And I smiled at him. I made a cheerful face. 'Won't it be fun?' I said.

He had turned to the door though, and opened it, and we were inside the suite in the little entrance passage.

'Is that you?' called Mrs Van Hopper from the sitting-room. 'What in the name of Mike have you been doing? I've rung the office three times and they said they hadn't seen you.'

I was seized with a sudden desire to laugh, to cry, to do both, and I had a pain, too, at the pit of my stomach. I wished, for one wild moment, that none of this had happened, that I was alone somewhere going for a walk, and whistling.

'I'm afraid it's all my fault,' he said, going into the sitting-room, shutting the door behind him, and I heard her exclamation of surprise.

Then I went into my bedroom and sat down by the open window. It was like waiting in the ante-room at a doctor's. I ought to turn over the pages of a magazine, look at photographs that did not matter and read articles I should never remember, until the nurse came, bright and efficient, all humanity washed away by years of disinfectant: 'It's all right, the operation was quite successful. There is no need to worry at all. I should go home and have some sleep.'

The walls of the suite were thick, I could hear no hum of voices. I wondered what he was saying to her, how he phrased his words. Perhaps he said, 'I fell in love with her, you know, the very first time we met. We've been seeing one another every day.' And she in answer, 'Why, Mr de Winter, it's quite the most romantic thing I've ever heard.' Romantic, that was the word I had tried to remember coming up in the lift. Yes, of course. Romantic. That was what people would say. It was all very sudden and romantic. They suddenly decided to get married and there it was. Such an adventure. I smiled to myself as I hugged my knees on the window seat, thinking how wonderful it was, how happy I was going to be. I was to marry the man I loved. I was to be Mrs de Winter. It was foolish to go on having that pain in the pit of my stomach when I was so happy. Nerves of course. Waiting like this; the doctor's ante-



room. It would have been better, after all, more natural surely to have gone into the sitting-room hand in hand, laughing, smiling at one another and for him to say 'We're going to be married, we're very much in love.'

In love. He had not said anything yet about being in love. No time perhaps. It was all so hurried at the breakfast table. Marmalade, and coffee, and that tangerine. No time. The tangerine was very bitter. No, he had not said anything about being in love. Just that we would be married. Short and definite, very original.

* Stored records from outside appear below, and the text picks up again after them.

PR #5515, opened 2025-03-25
[ENHANCEMENT] [MER-3577] Prevent Adding Question Components to the End Screen in Simple Author

dtiwarATS:

### DIFF
--- a/assets/src/apps/authoring/components/Flowchart/screens/screen-factories.ts
+++ b/assets/src/apps/authoring/components/Flowchart/screens/screen-factories.ts
@@ -16,6 +16,19 @@ export const screenTypes = [
   'dropdown',
 ];
 
+export const screenType = {
+  BLANK_SCREEN: 'blank_screen',
+  WELCOME_SCREEN: 'welcome_screen',
+  MULTIPLE_CHOICE_SCREEN: 'multiple_choice',
+  MULTILINE_SCREEN: 'multiline_text',
+  SLIDER_SCREEN: 'slider',
+  HUB_SPOKE_SCREEN: 'hub_spoke',
+  END_SCREEN: 'end_screen',
+  NUMBER_INPUT_SCREEN: 'number_input',
+  TEXT_INPUT_SCREEN: 'text_input',
+  DROPDOWN_SCREEN: 'dropdown',
+};
+
 export const screenTypeToTitle: Record<string, string> = {
   blank_screen: 'Instructional Screen',
   welcome_screen: 'Welcome Screen',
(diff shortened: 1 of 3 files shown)


assets/src/apps/authoring/components/Flowchart/screens/screen-factories.ts
```diff
@@ -16,6 +16,19 @@ export const screenTypes = [
   'dropdown',
 ];
 
+export const screenType = {
```
bsparks, line 19: I think if you are going to create an enum for the screenType then it should be an actual typescript string enum, and also you should use it again in the other items here, like the above screenTypes would then be like:
```
export const screenTypes = [
  screenType.BLANK_SCREEN,
  screenType.WELCOME_SCREEN,
  // ... etc
  ```

File: assets/src/apps/authoring/components/Flowchart/toolbar/FlowchartHeaderNav.tsx [hunk 2]
```diff
@@ -143,7 +150,8 @@ export const FlowchartHeaderNav: React.FC<HeaderNavProps> = () => {
 
   const questionType = getScreenQuestionType(currentActivity);
   const hasQuestion = questionType !== 'none';
-
+  const isLessonEndScreen =
```
bsparks, line 153: besides the enum idea, I notice there is also this: 
https://github.com/Simon-Initiative/oli-torus/blob/master/assets/src/apps/authoring/components/Flowchart/screens/screen-utils.ts#L58

```
const isEndScreen = (screen: IActivity): boolean =>
  screen.authoring?.flowchart?.screenType === 'end_screen';
```

so you could just potentially use the utils instead of doing the enum

assets/src/apps/authoring/components/Flowchart/toolbar/FlowchartHeaderNav.tsx
```diff
@@ -363,11 +372,14 @@ export const FlowchartHeaderNav: React.FC<HeaderNavProps> = () => {
                   <Tooltip id="button-tooltip" style={{ fontSize: '12px' }}>
                     <strong>Paste Component</strong>
                     {hasQuestion && <div>Only one question component per screen is allowed</div>}
+                    {isLessonEndScreen && (
```
bsparks, line 375: also doing this makes me feel funny because it's a bit specific. maybe I'd prefer having some kind of `canAddQuestions` variable instead which right now would be `!isLessonEndScreen` but could change later to have other criteria;

separately from that however, I notice there is some sort of screen validation thing that already has some rules and reasons in it, can that be enhanced instead?

dtiwarATS: I thought of renaming the variable but the `'Question/interaction components cannot be added to the last screen.'` validation message was too specific to the end of lesson use case.

bsparks (approved):

PR #5516, opened 2025-03-25
[BUG FIX] [MER-4437] Progress for practice page not counting on homepage

nicocirio:
[Link](https://eliterate.atlassian.net/browse/MER-4437) to the ticket

The issue was that we were calculating the progress in a way that it could never reach 1.0, since the denominator was always slightly larger than the numerator (because we were adding 0.0001 to the denominator):

### Before

```
completed_count / (total_count * ((COALESCE(rev.full_progress_pct, 100) / 100) + 0.0001))
```

### After

```
completed_count / (total_count * ((COALESCE(rev.full_progress_pct, 100) / 100.0)))
```

### Before

https://github.com/user-attachments/assets/236ac93d-eca6-4024-9d33-14d4193dcac7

Original proposals were much better. More genuine. Not like other people. Not like younger men who talked nonsense probably, not meaning half they said. Not like younger men being very incoherent, very passionate, swearing impossibilities. Not like him the first time, asking Rebecca... I must not think of that. Put it away. A thought forbidden, prompted by demons. Get thee behind me, Satan. I must never think about that, never, never, never. He loves me, he wants to show me Manderley. Would they ever have done with their talking, would they ever call me into the room?

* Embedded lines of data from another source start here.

PR #5517, opened 2025-03-26
[BUG FIX] [MER-4446] assessments are being marked late when submitting after suggested date

Francisco-Castro:
Ticket: [MER-4446](https://eliterate.atlassian.net/browse/MER-4446)

This PR fixes an issue where an instructor sets a graded page with a suggested "read by" date, but it is not honored.

The fix can be found in commit e4508cce38e6815f549f66d6f8ae992b3dba5da3 , where the `Oli.Delivery.Settings.was_late?/3` function was not considering the case when `%Combined{scheduling_type: :read_by}`. This case is used to determine that the grade page is not late.

[MER-4446]: https://eliterate.atlassian.net/browse/MER-4446?atlOrigin=eyJpIjoiNWRkNTljNzYxNjVmNDY3MDlhMDU5Y2ZhYzA5YTRkZjUiLCJwIjoiZ2l0aHViLWNvbS1KU1cifQ

### DIFF
--- a/lib/oli/delivery/settings.ex
+++ b/lib/oli/delivery/settings.ex
@@ -238,7 +238,7 @@ defmodule Oli.Delivery.Settings do
     |> Repo.update()
   end
 
-  def was_late?(_, %Combined{late_submit: :disallow}, _now), do: false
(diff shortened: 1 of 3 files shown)


nicocirio (approved):
LGTM 🚀

PR #5519, opened 2025-03-26
[BUG FIX] [MER-4454] Keep original granted certificate distinction when approving/reapproving

manelli:
Also fix MER-4452, that involved a duplicated module name in the tests

See:
- https://eliterate.atlassian.net/browse/MER-4454
- https://eliterate.atlassian.net/browse/MER-4452


lib/oli_web/components/delivery/students/certificates/state_approval_component.ex
```diff
@@ -204,7 +207,7 @@ defmodule OliWeb.Components.Delivery.Students.Certificates.StateApprovalComponen
              url: nil,
              student_email_sent: false,
              guid: UUID.uuid4(),
-             with_distinction: false
+             with_distinction: current_gc.with_distinction
```
nicocirio, line 210: Instead of fetching the current_gc and then assigning its with_distinction value in the update, I believe we could directly remove the `with_distinction` key from the attrs passed to the update_granted_certificate function. The value of `with_distinction` will remain the same, and we will avoid running a query (the one that fetches current_gc).

nicocirio (changes requested):
I think we could avoid fetching the current_gc. Please let me know if it makes sense.

lib/oli_web/components/delivery/students/certificates/state_approval_component.ex
manelli: 🤦 i forgot it was an update 😆 
Thanks for the catch, fixed in 64e3f4aba8dda3aea01036822dee991251a7ea0a

nicocirio (approved):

There was the book of poems lying beside my bed. He had forgotten he had ever lent them to me. They could not mean much to him then. 'Go on,' whispered the demon, 'open the title-page; that's what you want to do, isn't it? Open the title-page.' Nonsense, I said, I'm only going to put the book with the rest of the things. I yawned. I wandered to the table beside the bed. I picked up the book. I caught my foot in the flex of the bedside lamp, and stumbled, the book falling from my hands on to the floor. It fell open, at the title-page. 'Max from Rebecca.' She was dead, and one must not have thoughts about the dead. They slept in peace, the grass blew over their graves. How alive was her writing though, how full of force. Those curious, sloping letters. The blob of ink. Done yesterday. It was just as if it had been written yesterday. I took my nail scissors from the dressing-case and cut the page, looking over my shoulder like a criminal.

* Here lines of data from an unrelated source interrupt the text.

PR #5527, opened 2025-03-27
[ENHANCEMENT] [MER-3983] Flaky Tests (Part 1)

manelli:
Now flaky tests are tagged as such, and tests that _always_ fail are marked as skipped (we need to get into those and try to fix them and remove the ones that are related to legacy features)

The Github action that runs the tests, now reruns the initial failed tests once more in order to avoid having to retrigger the CI because of flaky tests.

See: https://eliterate.atlassian.net/browse/MER-3983

----

## Skipped tests

| File                                                                                             | Count |
|--------------------------------------------------------------------------------------------------------|----------------|
| test/oli_web/controllers/page_delivery_controller_test.exs                                             | 38             |
| test/oli_web/live/new_course/course_details_test.exs                                                  | 13             |
| test/oli_web/live/delivery/instructor_dashboard/insights/learning_objectives_tab_test.exs             | 3              |
| test/oli_web/live/delivery/student/learn_live_test.exs                                                | 3              |
| test/oli_web/live/delivery/student_dashboard/components/learning_objectives_tab_test.exs              | 3              |
| test/oli_web/live/ingest_live_test.exs                                                                | 3              |
| test/oli_web/live/objectives_live_test.exs                                                            | 3              |
| test/oli_web/controllers/legacy_superactivity_controller_test.exs                                     | 1              |
| test/oli_web/live/sections/gating_and_scheduling_test.exs                                             | 1              |
| test/oli_web/live/workspaces/course_author/curriculum_live_test.exs                                   | 1              |

## Flaky tests
| Test File                                                                                     | Count |
|-----------------------------------------------------------------------------------------------|----------------|
| test/oli/analytics/datasets_test.exs                                                          | 2              |
| test/oli_web/live/objectives_live_test.exs                                                    | 2              |
| test/oli_web/live/delivery/student/learn_live_test.exs                                        | 2              |
| test/oli/delivery/section_cache_test.exs                                                      | 1              |
| test/oli/delivery/sections/blueprint_test.exs                                                 | 1              |
| test/oli/publishing/authoring_resolver_test.exs                                               | 1              |
| test/oli_web/live/certificates/components/certificates_issued_tab_test.exs                    | 1              |
| test/oli_web/live/delivery/student/discussions_live_test.exs                                  | 1              |
| test/oli_web/live/delivery/student/lesson_live_test.exs                                       | 1              |
| test/oli_web/live/grades_live_test.exs                                                        | 1              |
| test/oli_web/live/products_test.exs                                                           | 1              |
| test/oli_web/live/sections/gating_and_scheduling_test.exs                                     | 1              |
| test/oli_web/plugs/header_size_logger_test.exs                                                | 1              |

### DIFF
--- a/.github/workflows/build.yml
+++ b/.github/workflows/build.yml
@@ -72,7 +72,10 @@ jobs:
         run: mix format --check-formatted
 
       - name: ▶️ Run unit tests
-        run: set -a;source oli.env && MIX_ENV=test mix ecto.reset && mix test
+        run: |
+          set -a;source oli.env
+          MIX_ENV=test mix ecto.reset
+          mix test || if [[ $? = 2  ]]; then mix test --failed; else false; fi # https://angelika.me/2024/01/08/do-not-run-mix-test-failed/
 
       - name: 📦 Install node_module dependencies
         run: yarn --cwd assets --frozen-lockfile
--- a/test/oli_web/live/delivery/student/learn_live_test.exs
+++ b/test/oli_web/live/delivery/student/learn_live_test.exs
@@ -1276,8 +1276,8 @@ defmodule OliWeb.Delivery.Student.ContentLiveTest do
              )
     end
 
-    @tag :skip
     # This feature was disabled in ticket NG-201 but will be reactivated with NG23-199
+    @tag :skip
     test "can see module learning objectives (if any) in the tooltip", %{
       conn: conn,
       section: section
@@ -1427,7 +1427,6 @@ defmodule OliWeb.Delivery.Student.ContentLiveTest do
     end
 
     # TODO: finish this test when the handle event for the "Let's discuss" button is implemented
-    @tag :skip
     test "can click on let's discuss button to open DOT AI Bot interface", %{
       conn: conn,
       section: section
@@ -1549,7 +1548,6 @@ defmodule OliWeb.Delivery.Student.ContentLiveTest do
     end
 
     @tag :flaky
-    @tag :skip
     test "can see units, modules and page (at module level) progresses", %{
       conn: conn,
       user: user,
@@ -2213,7 +2211,6 @@ defmodule OliWeb.Delivery.Student.ContentLiveTest do
     end
 
     @tag :flaky
-    @tag :skip
     test "can see checked square icon and score details for attempted graded pages in the module index details",
          %{
            conn: conn,
--- a/test/oli_web/live/delivery/student/learn_live_test.exs
+++ b/test/oli_web/live/delivery/student/learn_live_test.exs
@@ -2210,55 +2210,6 @@ defmodule OliWeb.Delivery.Student.ContentLiveTest do
              )
     end
 
-    @tag :flaky
-    test "can see checked square icon and score details for attempted graded pages in the module index details",
-         %{
-           conn: conn,
-           user: user,
-           section: section,
-           mcq_1: mcq_1,
-           page_4: page_4_revision,
-           project: project,
-           publication: publication
-         } do
-      set_progress(section.id, page_4_revision.resource_id, user.id, 1.0, page_4_revision)
-
-      set_activity_attempt(
-        page_4_revision,
-        mcq_1,
-        user,
-        section,
-        project.id,
-        publication.id,
-        "id_for_option_a",
-        true
-      )
-
-      set_activity_attempt(
-        page_4_revision,
-        mcq_1,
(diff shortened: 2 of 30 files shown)


test/oli_web/live/delivery/student/learn_live_test.exs
```diff
@@ -2209,54 +2210,6 @@ defmodule OliWeb.Delivery.Student.ContentLiveTest do
              )
     end
 
-    test "can see checked square icon and score details for attempted graded pages in the module index details",
```
manelli, line 2212: This test was removed because it was duplicated in this same file

manelli:
Also maybe we can remove the `auto-format` (Auto format and lint) job, I don't think is really necessary since if we have a format error it would be detected on the `elixir-build-test` job which does a `mix format --check-formatted`

WDYT?

manelli:
Aaaalso, is this warning message necessary?  Its polluting the output when running tests
```
 [warning] The section association [:brand] has not been preloaded for branding. The association will be loaded now but may result in performance issues
 ```
 
 It's from `Branding.ensure_preloaded/2` private function and emits this warning when a section does not have the `brand` or `lti_1p3_deployment->institution->default_brand` association preloaded.

File: .github/workflows/build.yml [hunk 2]
```diff
@@ -72,7 +72,10 @@ jobs:
         run: mix format --check-formatted
 
       - name: ▶️ Run unit tests
-        run: set -a;source oli.env && MIX_ENV=test mix ecto.reset && mix test
+        run: |
+          set -a;source oli.env
+          MIX_ENV=test mix ecto.reset
+          mix test || if [[ $? = 2  ]]; then mix test --failed; else false; fi # https://angelika.me/2024/01/08/do-not-run-mix-test-failed/
```
gastonabella, line 78: I agree this would save us some time and headaches when pushing code, but it also was the way to identify and track flaky tests.

gastonabella (approved):

eliknebel (changes requested):
We do not want to turn off the mix test enforcement

.github/workflows/build.yml
eliknebel: We do not want to turn off the mix test enforcement.

It seems like this perhaps just reprints the failed tests? If that is the case and the CI still fails then this is fine and a nice addition. But we need to make sure no PR can land with failing tests, flaky or not

eliknebel:
> Also maybe we can remove the `auto-format` (Auto format and lint) job, I don't think is really necessary since if we have a format error it would be detected on the `elixir-build-test` job which does a `mix format --check-formatted` and it takes 6 minutes to run
> 
> If we end up removing the `auto-format` job I think we can remove the `check-simon-bot-access-token` one WDYT?

This auto format should remain. It will do a best attempt to format the PR automatically for a developer and commit the changes to kick off a new build so that a developer is not required to fix every little trivial formatting issue themselves

eliknebel:
> Aaaalso, is this warning message necessary? Its polluting the output when running tests
> 
> ```
>  [warning] The section association [:brand] has not been preloaded for branding. The association will be loaded now but may result in performance issues
> ```
> 
> It's from `Branding.ensure_preloaded/2` private function and emits this warning when a section does not have the `brand` or `lti_1p3_deployment->institution->default_brand` association preloaded.

I agree that this is noisy in the logs, but it is actually indicative of an issue that when this function is called, the brand has not been preloaded and it should have been. We should find where this is happening and make sure there is a proper plug in place to preload the brand for the section

eliknebel (changes requested):
We should track down the branding preloading issue and replace the warning log message with a crash so that tests cannot pass when this condition occurs. This will ensure that branding is always preloaded for delivery routes that require it

eliknebel:
What is the difference between the :skip and :flaky tags here? It looks like there were not many tests that were resolved, but more are being skipped. Didn't we want to either fix or remove the flaky tests as part of this work?

manelli:
> What is the difference between the :skip and :flaky tags here? It looks like there were not many tests that were resolved, but more are being skipped. Didn't we want to either fix or remove the flaky tests as part of this work?

Skipped tests are tests that always fail (with exception of 2 that are flaky but fail 90% of the time)
Flaky tests are marked for informational purposes (they run on mix test).

I have a separate branch (part-2) with some test fixes but in order to not pollute this PR.

eliknebel (approved):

I cut the page right out of the book. I left no jagged edges, and the book looked white and clean when the page was gone. A new book, that had not been touched. I tore the page up in many little fragments and threw them into the waste-paper

basket. Then I went and sat on the window seat again. But I kept thinking of the torn scraps in the basket, and after a moment I had to get up and look in the basket once more. Even now the ink stood up on the fragments thick and black, the writing was not destroyed. I took a box of matches and set fire to the fragments. The flame had a lovely light, staining the paper, curling the edges, making the slanting writing impossible to distinguish. The fragments fluttered to grey ashes. The letter R was the last to go, it twisted in the flame, it curled outwards for a moment, becoming larger than ever. Then it crumpled too; the flame destroyed it. It was not ashes even, it was feathery dust... I went and washed my hands in the basin. I felt better, much better. I had the clean new feeling that one has when the calendar is hung on the wall at the beginning of the year. January the 1st. I was aware of the same freshness, the same gay confidence. The door opened and he came into the room.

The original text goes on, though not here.